» **What to do**:
Return every line in the entries below where the word "exclude" shows up.

Collected data:
━━━━━━━━━━━━━━━━━━━━━━━━━━━━━━
PR #2167, opened 2025-11-21
feat: add centralized trust bundle cert management

### LINKED ISSUE #2126: Implement Centralized Trust Bundle Management in UDS Core Operator
Based on the design doc [here](https://www.notion.so/defense-unicorns/Central-Trust-Bundle-Management-299e512f24fc8025a40ff2559b2e571d?source=copy_link).

**Summary:**  
Add centralized trust bundle management to UDS Core to unify certificate trust across all namespaces containing UDS Packages.

**Details:**  
- Implement Operator Logic called out in design doc
- Add docs for usage of this feature
- Update Private-PKI tasks/workflows to use this feature

joelmccoy:
## Description

Implements the Centralized Trust Bundle management feature according to [design doc](https://www.notion.so/defense-unicorns/Central-Trust-Bundle-Management-299e512f24fc8025a40ff2559b2e571d?source=copy_link).

## Related Issue

Fixes #2126 

## Type of change

## Steps to Validate
- `uds run -f tasks/test.yaml uds-core-private-pki`
  -  can toggle/swap out values in the ClusterConfig manually to ensure expected reconciliation for configmaps in cluster

## Checklist before merging


src/pepr/operator/crd/sources/cluster-config/v1alpha1.ts
```diff
@@ -9,16 +9,36 @@ export const v1alpha1: V1CustomResourceDefinitionVersion = {
...
+    },
+  ],
+  subresources: {
+    status: {},
+  },
   schema: {
     openAPIV3Schema: {
       type: "object",
       properties: {
-        metadata: {
```
joelmccoy, line 16: note to self: add this back in when: https://github.com/defenseunicorns/kubernetes-fluent-client/issues/939 is resolved

src/pepr/operator/crd/validators/clusterconfig-validator.ts
```diff
@@ -17,10 +18,33 @@ export async function validateCfgUpdate(req: PeprValidateRequest<ClusterConfig>)
...
+    );
+
+    if (!certBlocks || certBlocks.length === 0) {
+      throw new Error("ClusterConfig: No valid certificates found in bundle");
+    }
+
+    // Validate each certificate in the bundle
+    certBlocks.forEach((certPem, index) => {
+      try {
+        new X509Certificate(certPem);
```
joelmccoy, line 44: note: add in a validation with the crypto library to ensure that provided values for CA_BUNDLE_CERTS are proper certs

docs/reference/configuration/trust-management/private-pki.md
joelmccoy, line 1: note to self: add a uds docs redirect link for this

tasks/test.yaml
```diff
@@ -232,3 +233,4 @@ tasks:
           uds zarf tools kubectl label namespace authservice-ambient-test-app zarf.dev/agent=ignore
           uds zarf tools kubectl apply -f src/test/app-ambient-authservice-tenant.yaml
       - task: private-pki:private-pki-tests
+      - task: trust-bundle:trust-bundle-tests
```
joelmccoy, line 236: note: I decided to keep these trust bundle e2e tests in the private-pki nightly workflow. if we feel that we want to run them as standard e2e tests that is fine too, just lmk.  We will just have to update our k3d-standard bundle deploy to enable public CA certs so we can test this.

test/vitest/network.spec.ts
```diff
@@ -40,76 +39,6 @@ async function getPodName(namespace: string, labelSelector: string): Promise<str
   }
 }
 
-// Execute commands inside a pod
-async function execInPod(
```
joelmccoy, line 44: note: moved this into a helper function folder so it can be reused

test/vitest/vitest.config.js
```diff
@@ -11,6 +11,7 @@ export default defineConfig({
     environment: 'node',
     globalSetup: ['./vitest.setup.js'],
     include: ['**/*.spec.ts'],
+    exclude: ['trust-bundle/**'],
```
joelmccoy, line 14: note: e2e vitest flow was running the trust-bundle ones as well, so had to explicitly exclude this

src/pepr/operator/controllers/config/config.ts
```diff
@@ -240,20 +409,30 @@ function areKubeNodeCidrsEqual(newCidrs: string[] = [], currentCidrs: string[] =
...
+ *
+ * @param reason Description of what triggered the authservice update
+ */
 async function performAuthserviceUpdate(reason: string) {
   const authserviceUpdate: AuthServiceEvent = {
     name: "global-config-update",
     action: Action.UpdateGlobalConfig,
     // Base64 decode the CA cert before passing to the update function
-    trustedCA: atob(UDSConfig.caCert),
+    trustedCA: atob(UDSConfig.caBundle.certs),
```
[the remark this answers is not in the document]
joelmccoy: we already validate this in the config validator

src/pepr/operator/controllers/ca-bundles/ca-bundle.ts
```diff
@@ -0,0 +1,189 @@
...
+    if (dodCerts) {
+      certs.push(dodCerts);
+    }
+  }
+
+  // Add public certs if included
+  if (UDSConfig.caBundle.includePublicCerts && UDSConfig.caBundle.publicCerts) {
+    const publicCerts = atob(UDSConfig.caBundle.publicCerts);
+    if (publicCerts) {
+      certs.push(publicCerts);
```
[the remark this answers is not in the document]
joelmccoy: the values of are guaranteed to be base64 from the validator, ignoring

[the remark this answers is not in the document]
joelmccoy: the values of are guaranteed to be base64 from the validator, ignoring

src/pepr/operator/controllers/ca-bundles/ca-bundle.ts
```diff
@@ -0,0 +1,189 @@
...
+      log.debug("No existing CA bundle ConfigMaps found to update");
+      return;
+    }
+
+    // Update each ConfigMap with the new CA bundle content
+    for (const configMap of caBundleConfigMaps.items) {
+      if (!configMap.metadata?.name || !configMap.metadata?.namespace) {
+        log.warn(`ConfigMap missing name or namespace, skipping update`);
+        continue;
+      }
```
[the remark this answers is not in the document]
joelmccoy: this check is just here for type safety. shouldn't be hit.  doesn't need to be tested.

schemas/package-v1alpha1.schema.json
```diff
@@ -42,6 +46,50 @@
...
+        "key": {
+          "type": "string",
+          "description": "The key name inside the ConfigMap (default: ca-bundle.pem)"
+        },
+        "labels": {
+          "type": "object",
+          "additionalProperties": {
+            "type": "string"
+          },
+          "description": "Additional annotations to apply to the generated ConfigMap (default: {})\nAdditional labels to apply to the generated ConfigMap (default: {})\nLabels to match pods in the namespace to apply the policy to. Leave empty to apply to all pods in the namespace\nThe labels to apply to the policy\nDeprecated: use selector\nDeprecated: use remoteSelector\nThe remote pod selector labels to allow traffic to/from\nSpecifies attributes for the client.\nLabels to match pods to automatically protect with authservice. Leave empty to disable authservice protection\nConfiguration options for the mapper.\nAdditional annotations to apply to the generated secret, can be used for pod reloading with a selector\nAdditional labels to apply to the generated secret, can be used for pod reloading\nA template for the generated secret"
```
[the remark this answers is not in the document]
joelmccoy: this is expected and auto generated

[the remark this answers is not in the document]
mjnagel: This one is unfortunately accurate, but also an upstream bug: https://github.com/defenseunicorns/kubernetes-fluent-client/issues/810

May be worth looking at whether we need to fix this in KFC or in Core with post-processing or using a different tool for the schema at this point. Not an issue for this specific PR though.

src/pepr/operator/controllers/ca-bundles/ca-bundle.ts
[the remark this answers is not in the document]
joelmccoy: these values should be validated as proper base64 already. dismissing

src/pepr/operator/crd/sources/cluster-config/v1alpha1.ts
```diff
@@ -92,7 +140,7 @@ export const v1alpha1: V1CustomResourceDefinitionVersion = {
               required: ["allowAllNsExemptions"],
             },
           },
-          required: ["expose", "policy"],
+          required: ["expose", "policy", "caBundle"],
```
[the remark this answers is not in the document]
joelmccoy: fixed

src/pepr/operator/crd/validators/clusterconfig-validator.ts
```diff
@@ -17,10 +18,33 @@ export async function validateCfgUpdate(req: PeprValidateRequest<ClusterConfig>)
...
+      } catch (e) {
+        throw new Error(`ClusterConfig: Invalid certificate at index ${index}: ${e.message}`);
```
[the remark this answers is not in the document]
joelmccoy: fixed

src/pepr/operator/controllers/ca-bundles/ca-bundle.ts
```diff
@@ -0,0 +1,189 @@
...
+      log.debug(`Updating CA bundle ConfigMap ${configMapName} in namespace ${namespace}`);
+
+      // Find the first key for the CA bundle data
+      const dataKeys = Object.keys(configMap.data || {});
+      const caBundleKey = dataKeys[0];
+
+      if (!caBundleKey) {
+        log.warn(`No suitable key found in ConfigMap ${configMapName}, skipping update`);
+        continue;
+      }
```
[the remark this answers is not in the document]
joelmccoy: added test

src/pepr/operator/controllers/ca-bundles/ca-bundle.spec.ts
```diff
@@ -0,0 +1,501 @@
...
+      await caBundleConfigMap(mockPackage, "test-namespace");
+
+      expect(mockK8sApply).toHaveBeenCalledWith(
+        expect.objectContaining({
+          data: {
+            "custom-ca-bundle.pem": "",
+          },
+        }),
+      );
+    });
```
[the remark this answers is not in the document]
joelmccoy: added test

bundles/k3d-standard/uds-private-pki-config.yaml
```diff
@@ -3,8 +3,10 @@
 
 variables:
   core:
-    # CA certificate for Authservice
-    CA_CERT: "PLACEHOLDER_CA_CERT"
```
slaskawi, line 7: Shall we call this out as a breaking change?

hack/dev-manifests/uds-ca-certs.yaml
```diff
@@ -0,0 +1,11 @@
+# Copyright 2025 Defense Unicorns
+# SPDX-License-Identifier: AGPL-3.0-or-later OR LicenseRef-Defense-Unicorns-Commercial
+
+apiVersion: v1
+kind: ConfigMap
+metadata:
+  name: uds-ca-certs
+  namespace: pepr-system
+data:
+  dodCACerts: ""
```
slaskawi, line 10: ConfigMap has a limitation to 1 MB. I did some quick math and for a Base64 encoded certs that are quite large (2 KB, 2.72 KB after encoding), we can store around 370 of these. 

Even though it appears quite large, shall we mention somewhere in the docs that there is certain ceiling there and administrators should be aware of it?

src/pepr/zarf.yaml
```diff
@@ -73,3 +86,13 @@ components:
       - name: module
         valuesFiles:
           - values.yaml
+    actions:
```
slaskawi, line 89: Is this necessary? I though Zarf automatically checks the Ready field.

bundles/k3d-standard/uds-private-pki-config.yaml
```diff
@@ -30,6 +32,6 @@ variables:
     KEYCLOAK_EXTRA_VOLUMES:
       - name: ca-certs
         configMap:
-          name: private-ca
+          name: uds-trust-bundle
     KEYCLOAK_TRUSTSTORE_PATHS:
       - "/tmp/ca-certs"
```
mjnagel, line 37: This doesn't have to be part of this PR, but would love for us to think about adding `optional` mounts to all the core services by default to mount the CA configmap. This would be an out of the box value add for the time being while we figure out next steps for the operator (mutating mounts?).

src/pepr/operator/controllers/ca-bundles/ca-bundle.ts
```diff
@@ -0,0 +1,189 @@
...
+        // Set owner reference to the UDS Package for proper cleanup
+        ownerReferences: ownerRefs,
+      },
+      data: {
+        [configMapKey]: caBundleContent,
+      },
+    };
+
+    // Apply the ConfigMap
+    await K8s(kind.ConfigMap).Apply(configMapManifest);
```
mjnagel: nit: probably want to force apply here (this is pretty common with [other applies](https://github.com/defenseunicorns/uds-core/blob/2af1957e0ff5f5575bb8c30f94173f4e6f74a274/src/pepr/operator/controllers/network/policies.ts#L297-L299)). If we don't, we can end up with conflicts/issues when someone does manual edits (kubectl, etc). ([ref conflicts doc](https://kubernetes.io/docs/reference/using-api/server-side-apply/#conflicts))

src/pepr/operator/controllers/ca-bundles/ca-bundle.ts
```diff
@@ -0,0 +1,189 @@
...
+        metadata: {
+          ...configMap.metadata,
+          managedFields: undefined,
+        },
+        data: {
+          [caBundleKey]: updatedCaBundleContent,
+        },
+      };
+
+      await K8s(kind.ConfigMap).Apply(updatedConfigMap);
```
mjnagel: same comment here, probably should force apply.

src/pepr/operator/controllers/ca-bundles/ca-bundle.ts
```diff
@@ -0,0 +1,189 @@
...
+      // Find the first key for the CA bundle data
+      const dataKeys = Object.keys(configMap.data || {});
+      const caBundleKey = dataKeys[0];
+
+      if (!caBundleKey) {
+        log.warn(`No suitable key found in ConfigMap ${configMapName}, skipping update`);
+        continue;
+      }
+
+      // Update the ConfigMap data, removing managedFields to avoid conflicts
```
mjnagel: I think this is _okay_, but might want to diff `updatedCaBundleContent` against the current content to prevent excessive applies here.

src/pepr/operator/controllers/config/config.ts
```diff
@@ -109,81 +172,183 @@ export async function handleCfgSecret(cfg: kind.Secret, action: ConfigAction) {
...
+  if (caBundle.certs === "###ZARF_VAR_CA_BUNDLE_CERTS###") {
+    caBundle.certs = "";
+  } else if (caBundle.certs === "###ZARF_VAR_CA_CERT###") {
+    caBundle.certs = "";
   }
 
-  if (UDSConfig.caCert !== expose.caCert) {
-    UDSConfig.caCert = expose.caCert || "";
+  // Load in the DoD and Public certs from the configmap
+  const caCertsConfigMap = await K8s(kind.ConfigMap).InNamespace("pepr-system").Get("uds-ca-certs");
```
mjnagel: Might want to try/catch this and re-throw a more clear error if it does fail. In my experience K8s get/apply failures can sometimes just timeout? and not return a helpful error (ref: https://github.com/defenseunicorns/kubernetes-fluent-client/issues/957). Probably would do something similar to [the handling in `loadUDSConfig`](https://github.com/defenseunicorns/uds-core/blob/main/src/pepr/operator/controllers/config/config.ts#L193-L202).

src/pepr/operator/controllers/config/config.ts
```diff
@@ -109,81 +172,183 @@ export async function handleCfgSecret(cfg: kind.Secret, action: ConfigAction) {
...
-      UDSConfig.domain = "uds.dev";
+  try {
+    // Patch the status to Pending and set currentGeneration while we process the update
+    await K8s(ClusterConfig).PatchStatus({
+      metadata: {
+        name: cfg.metadata!.name,
+      },
+      status: {
+        phase: Phase.Pending,
+        observedGeneration: cfg.metadata!.generation,
```
mjnagel: We typically don't patch observedGeneration until [_after_ successfully reconciling](https://github.com/defenseunicorns/uds-core/blob/main/src/pepr/operator/reconcilers/package-reconciler.ts#L130-L140). Was this intentional to do it before?

src/pepr/operator/controllers/config/config.ts
```diff
@@ -109,81 +172,183 @@ export async function handleCfgSecret(cfg: kind.Secret, action: ConfigAction) {
...
+    caBundle.certs = "";
   }
 
-  if (UDSConfig.caCert !== expose.caCert) {
-    UDSConfig.caCert = expose.caCert || "";
+  // Load in the DoD and Public certs from the configmap
+  const caCertsConfigMap = await K8s(kind.ConfigMap).InNamespace("pepr-system").Get("uds-ca-certs");
+
+  // Check if CA bundle ConfigMaps need updates based on configuration changes
+  const caBundleConfigMapsNeedUpdate =
```
chance-coleman: This is a bit confusing, having a hard time reading this. Wondering if it would make sense to break this out into a function of its own that uses a few if statements instead of a long ternary. For me it would a readability improvement, but mostly just preference.

src/pepr/uds-operator-config/values.yaml
```diff
@@ -12,11 +12,16 @@ cluster:
   attributes:
     clusterName: ""
     clusterTags: []
+  caBundle:
+    certs: "###ZARF_VAR_CA_BUNDLE_CERTS###"
+    includeDoDCerts: "###ZARF_VAR_CA_BUNDLE_INCLUDE_DOD_CERTS###"
+    includePublicCerts: "###ZARF_VAR_CA_BUNDLE_INCLUDE_PUBLIC_CERTS###"
   expose:
+    # Note caCert is deprecated, use caBundle.certs instead
+    caCert: "###ZARF_VAR_CA_CERT###"
```
mjnagel, line 21: I think we'll want/need to update the Istio CA Secret as well to handle this deprecation - https://github.com/defenseunicorns/uds-core/blob/ca-trust-bundle/src/pepr/uds-operator-config/templates/ca-secret.yaml

src/pepr/operator/controllers/config/config.ts
```diff
@@ -109,81 +172,183 @@ export async function handleCfgSecret(cfg: kind.Secret, action: ConfigAction) {
...
 }
 
-async function handleCAUpdate(expose: ConfigExpose, updateClusterResources?: boolean) {
+/**
+ * Handles updates to CA bundle configuration including DoD and public certificates
+ *
+ * @param caBundle The CA bundle configuration from the ClusterConfig
+ * @param updateClusterResources Whether to update cluster resources (ConfigMaps, etc.)
+ */
+async function handleCABundleUpdate(caBundle: ConfigCABundle, updateClusterResources?: boolean) {
```
mjnagel, line 229: Might be missing another mechanism where this happens, but I think we want/need a watch on the [uds-ca-certs configmap](https://github.com/defenseunicorns/uds-core/blob/ca-trust-bundle/src/pepr/uds-operator-config/templates/uds-ca-certs.yaml) for updates that change the public/dod certs, but not the clusterconfig (likely would call this same function)?

src/pepr/uds-operator-config/templates/clusterconfig.yaml
```diff
@@ -18,6 +18,12 @@ spec:
       {{- toYaml .Values.cluster.attributes.clusterTags | nindent 6 }}
     {{- end }}
   {{- end }}
+  caBundle:
+    {{- if or .Values.cluster.caBundle.certs .Values.cluster.expose.caCert }}
+    certs: {{ .Values.cluster.caBundle.certs | default .Values.cluster.expose.caCert | quote }}
+    {{- end }}
```
mjnagel, line 24: LGTM from a template perspective, but marking a note for myself to test the deprecated value e2e.

mjnagel (commented):
Initial review - need to deploy locally and validate the deprecated value at least but this looks pretty great overall.

chance-coleman (commented):
this is looking good to me, only really one place that tripped me up a bit.

src/pepr/operator/controllers/config/config.ts
joelmccoy: good callout. I think the way it is currently implemented if the CA certs for public/dod change it will not reconcile as it doesn't not change the cluster config. will work to get a watch added to the configmap as well

bundles/k3d-standard/uds-private-pki-config.yaml
joelmccoy: In order to not clutter this PR, I can cut a spin off fast follow issue and address it when this gets merged in.

Did you imagine the mounts happening by default?  I think I would need to confirm the behavior of providing an empty file mount for keycloak and grafana (which would be the default for the configmaps in default deploy of core).

Or did you imagine:
1. Having this behind a toggle helm value for keycloak and grafana?
2. Only auto mount if CA_BUNDLE_CERTS is set?

mjnagel: Hm, yeah I was thinking along the lines of 2 there - that this would only happen in cases where either custom certs or DoD/Public certs were set/configured. I actually might've had a poor assumption that I'm now reviewing in the code - I would've expected no configmap to be created if both DoD and Public are false, and no CA_BUNDLE_CERTS is set (that's why I mentioned optional mounts). I might make a separate comment on this in the relevant code spot - I'm not recalling if we discussed during the design process explicitly or not.

src/pepr/operator/controllers/ca-bundles/ca-bundle.ts
```diff
@@ -0,0 +1,189 @@
...
+  const configMapKey = pkg.spec?.caBundle?.configMap?.key || DEFAULT_CONFIGMAP_KEY;
+  const configMapLabels = pkg.spec?.caBundle?.configMap?.labels || {};
+  const configMapAnnotations = pkg.spec?.caBundle?.configMap?.annotations || {};
+
+  // Always create ConfigMap - if no cert sources are available, create with empty content
+  try {
+    log.debug(`Reconciling CA Bundle ConfigMap for ${pkgName}`);
+
+    // Build the CA bundle content by combining available certs
+    const caBundleContent = buildCABundleContent();
```
mjnagel, line 42: Should we early return here if the caBundleContent is empty? Essentially a difference between making no configmap vs making an empty one.

If we do skip making empty configmaps we'll also want to account for deleting all configmaps if/when config changes to necessitate that.

src/pepr/uds-operator-config/values.yaml
joelmccoy: good catch. I also realized that i didn't add helm unit tests for the templating for this deprecation.  will add that in

src/pepr/operator/controllers/ca-bundles/ca-bundle.ts
joelmccoy: This wasn't called out in the design doc.... but I think I informally brought this up in a chat in gather when i was working through this.  

The problem with not creating the ConfigMaps by default is that when the clusterconfig is updated from not having `CA_BUNDLE_CERTS` set (or toggling public/dod) we need a way to reach out to all the namespaces and update the content (see [here](https://github.com/defenseunicorns/uds-core/blob/ca-trust-bundle/src/pepr/operator/controllers/config/config.ts#L232-L235)).  If the configmap doesn't exist (which is created from package reconciliation) we will need to trigger package reconciliation on all the packages on this update which felt like overkill?

I went down the route of just having all the configmaps created by default so we can list them and just update the contents with [this](https://github.com/defenseunicorns/uds-core/blob/ca-trust-bundle/src/pepr/operator/controllers/ca-bundles/ca-bundle.ts#L132) function.

Open to alternative approaches here if there is a better solution that I am not thinking of.

mjnagel: I don't think we'd need to re-reconcile all packages, we could just grab the list of packages in the cluster (single K8s Get) and then loop over the namespaces calling the CA configmap function? If you wanted to save that call could even in-memory keep a list of package namespaces, just have to make sure you handle add/delete to that list as needed.

joelmccoy: Ack. I think that approach makes sense. Will attempt to refactor this and take that approach.

src/pepr/operator/controllers/config/config.ts
joelmccoy: split out into a function

src/pepr/uds-operator-config/templates/clusterconfig.yaml
joelmccoy: added some helm tests for this as well. missed added those on initial pass

src/pepr/operator/controllers/config/config.ts
joelmccoy: added a new handler/watch for configmap updates

src/pepr/uds-operator-config/values.yaml
joelmccoy: added

src/pepr/operator/controllers/config/config.ts
joelmccoy: good catch.  removed patching the generation here

src/pepr/operator/controllers/config/config.ts
joelmccoy: added some error handling here

src/pepr/operator/controllers/ca-bundles/ca-bundle.ts
joelmccoy: good call. added that in

src/pepr/operator/controllers/ca-bundles/ca-bundle.ts
joelmccoy: added

src/pepr/operator/controllers/ca-bundles/ca-bundle.ts
joelmccoy: added

bundles/k3d-standard/uds-private-pki-config.yaml
joelmccoy: that totally makes sense given the discussion [here](https://github.com/defenseunicorns/uds-core/pull/2167#discussion_r2599964917). going to refactor the logic to not create configmaps unless those variables are set.

bundles/k3d-standard/uds-private-pki-config.yaml
mjnagel: We're leaving `CA_CERT` around, just deprecated so I don't think we need to. This removal is just in a CI only config file so not a downstream breaking change here.

src/pepr/zarf.yaml
mjnagel: Zarf will check for the Ready _condition_, but not the phase field by default. Think in the design doc the status stuff popped up towards the end of review/approval but we were leaning towards keeping status simple and not using conditions here. That would be a way to get rid of this action though if we wanted to.

src/pepr/operator/controllers/ca-bundles/ca-bundle.ts
joelmccoy: Updated so that configmaps are not created if there is no content.  The refactor is in this [commit](https://github.com/defenseunicorns/uds-core/pull/2167/commits/c8ade8b32287df0432dbfb87538f2f94c67905ec).  Actually was way smoother than expected (Thanks for the suggestion!!). I just took the approach of listing all UDS Packages and calling `caBundleConfigMap` for the respective packages (was nicely reusable).  Also updated `caBundleConfigMap` to delete configmaps if no content is provided.

hack/dev-manifests/uds-ca-certs.yaml
joelmccoy: Yea, we did some math in the [design doc](https://www.notion.so/defense-unicorns/Central-Trust-Bundle-Management-299e512f24fc8025a40ff2559b2e571d?source=copy_link#299e512f24fc80bba8b9f6f86022d3a4) around this.  Realistically, we don't imagine users hitting the upper limit on the configmap.  We could put a callout in the docs about the upper limit, but I feel it is adding a caution to something that most likely won't happen?  I lean towards leaving it out but could be convinced to put it in

bundles/k3d-standard/uds-private-pki-config.yaml
joelmccoy: Have a fast follow issue [here](https://github.com/defenseunicorns/uds-core/issues/2203). Can pick this up once this feature is merged in.  The one thing to call out is we may need to think through upgrade paths for possible collisions on volume mounts for environments that already have extra volume mounts declared to solve this problem.

src/pepr/operator/controllers/ca-bundles/ca-bundle.ts
mjnagel: LGTM in the code.

test/vitest/network.spec.ts
joelmccoy: https://github.com/defenseunicorns/uds-docs/pull/326

mjnagel (approved):

chance-coleman (approved):

docs/reference/configuration/trust-management/private-pki.md
joelmccoy: https://github.com/defenseunicorns/uds-docs/pull/326

bundles/k3d-standard/uds-private-pki-config.yaml
slaskawi: Perfect!

slaskawi (approved):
━━━━━━━━━━━━━━━━━━━━━━━━━━━━━━
» **Answer to this task**:
+    exclude: ['trust-bundle/**'],
joelmccoy, line 14: note: e2e vitest flow was running the trust-bundle ones as well, so had to explicitly exclude this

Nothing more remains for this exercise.